ABOUT THIS EXERCISE
Count the lines of the data below that include the string "instead", and provide nothing but the result.

RECORDS TO USE
PR #23, opened 2016-06-08
Don't swallow syntax errors in package-scripts.js

### LINKED ISSUE #22: syntax errors in package-scripts.js should not be swallowed.
- `p-s` version: 1.0.1
- `node` version: 6.2.1
- `npm` version: 3.9.3

Problem description:

If there is a syntax error in the `package-scripts.js` (in my case for example a missing comma) then it will fail to load. However your error message swallows the syntax error and just says that it cannot find the `package-scripts.js` file which was confusing for me.

Suggested solution:

Basically when [capturing the error here](https://github.com/kentcdodds/p-s/blob/adb01e92e111cf5a0d0c3ac4f42386bda04cc5bc/src/bin-utils.js#L86-L88)

Just add a check for syntax error:

``` javascript
if (e instanceof SyntaxError) {
   throw e;
}
```

I'll gladly make the change and submit a PR.

jisaacks:
**What**:

Fixes #22 

**Why**:

See Issue #22 

**How**:

Rethrows the caught error if it's a `SyntaxError`


.eslintignore
```diff
@@ -2,3 +2,4 @@ node_modules
 .nyc_output
 coverage
 dist
+test/fixtures/syntax-error-module.js
```
kentcdodds: Maybe instead we could add `/* eslint-disable */` to the top of that file.

kentcdodds: Ah, nevermind, I expect it will probably blow up before even parsing that comment right?

kentcdodds:
:shipit: :-) LGTM. Could you verify that we can't just add the comment instead? Other than that, this is great. Thank you!

kentcdodds:
Nevermind. I'm fine with this! Thanks a ton!

kentcdodds:
@jisaacks, I added you as a committer to the project. Please feel free to continue to file pull requests as you feel the need :-0

jisaacks:
@kentcdodds sounds good! Thanks.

TASK RESULT
2